Memory SSA enables precise alias analysis and memory-based optimizations within the SSA framework. For example, it can identify redundant loads:

// Before Memory SSA optimization
x = load ptr1
store ptr2, 42
y = load ptr1  // Is this redundant?

// With Memory SSA, if ptr1 and ptr2 don't alias:
x = load ptr1
store ptr2, 42
y = x  // Load eliminated!

This representation is particularly powerful for optimizations like:

Load/store forwarding
Dead store elimination
Memory-aware LICM
Alias-aware redundancy elimination

5.2 Gated SSA and Predicated SSA

Extensions to basic SSA form include:

Gated SSA (GSA): Includes predicate information at $\phi$-functions
Predicated SSA: Explicitly represents control dependencies

These forms enable more aggressive optimizations but increase representation complexity.

6. Implementation Considerations

6.1 Engineering Trade-offs

Real-world implementations must balance several factors:

Construction Time vs. Optimization Power: Pruned SSA reduces construction overhead
Memory Usage: Semi-pruned SSA offers a middle ground
Destruction Overhead: Out-of-SSA translation requires careful handling of $\phi$-functions

6.2 Integration with Other Optimizations

SSA form serves as a foundation for numerous optimizations:

Sparse Conditional Constant Propagation (SCCP)
Partial Redundancy Elimination (PRE)
Strength Reduction
Induction Variable Analysis

7. Conclusion

Loop Invariant Code Motion and Static Single Assignment Form represent fundamental techniques in modern compiler optimization. SSA’s elegant representation of program data flow significantly simplifies the implementation of LICM and other optimizations. The mathematical foundations presented in this report demonstrate the theoretical soundness of these approaches, while the algorithms show their practical applicability.

The synergy between LICM and SSA exemplifies how good intermediate representations can dramatically simplify optimization algorithms. As compiler technology continues to evolve, these foundational techniques remain central to achieving high-performance code generation.
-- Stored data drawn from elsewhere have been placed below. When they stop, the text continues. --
PR #3269, opened 2026-06-17
feat(RHINENG-11654): OS filter should be typeahead

johnsonm325:
## Jira
[RHINENG-11654](https://redhat.atlassian.net/browse/RHINENG-11654)

## What
'Filter by operating system' is quite cumbersome to use when trying to include multiple OS versions. List is ordered by version, causing RHEL and CentOS to be present in the list.

Using a 'Multiple typeahead with checkboxes' component would allow user to type the OS they are interested in (e.g. RHEL) and filter out other entries (e.g. CentOS). Similarily, they would be able to search for particular releases (e.g. 8.) and filter all others.

## Testing

Steps to Reproduce

- Navigate to Inventory
- Add a filter for Operating system

Actual Behavior
The list of OSes can be very long and hard to use.

Expected Behavior
User should be able to filter the list using a 'Multiple typeahead with checkboxes' component.

When a filter is applied to the OS list and only some of the children of a parent are displayed, doing a selection on the parent will select all of the unfiltered children, but none of the children that are filtered out. It will result in a checkbox on the parent.

Then, if you remove the filter and show all of the children of the same parent, the parent will have a '-' indicating a partial selection. This is the intended interaction.

image

image

[RHINENG-11654]: https://redhat.atlassian.net/browse/RHINENG-11654?atlOrigin=eyJpIjoiNWRkNTljNzYxNjVmNDY3MDlhMDU5Y2ZhYzA5YTRkZjUiLCJwIjoiZ2l0aHViLWNvbS1KU1cifQ

## Summary by Sourcery

Convert the operating system filter in SystemsView to a searchable typeahead experience and align workspace filter debouncing with the shared hook.

New Features:
- Enable typeahead-driven search for the operating system multi-select filter with debounced input and inline text entry.

Enhancements:
- Refine operating system filter behavior to keep the menu open during interaction, clear search when closed, and show a message when no OS matches the query.
- Reuse the shared debounced value hook for the workspace filter instead of maintaining a custom debouncing implementation.

Tests:
- Extend OperatingSystemsFilter tests to cover search filtering behavior, no-results messaging, and clearing the search input when the menu is closed.


johnsonm325:
@sourcery-ai review

computercamplove:
@johnsonm325 it is only for `SystemsView` implemented - it is not expected for `InventoryTable`?

johnsonm325:
@computercamplove I'm not sure it's worth developing this feature for Inventory table as we plan to sunset it by the end of the year.

computercamplove (approved):

raswonders (approved):
lgtm, thanks for the addition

Future research directions include extending these techniques to handle modern programming paradigms such as concurrent and parallel programming, where traditional dominance-based analyses require adaptation to account for non-deterministic execution orders.

References

The algorithms and theoretical foundations presented in this report are based on seminal works in compiler construction, including contributions from Cytron et al. on SSA construction, and extensive research on loop optimizations in production compilers such as LLVM and GCC.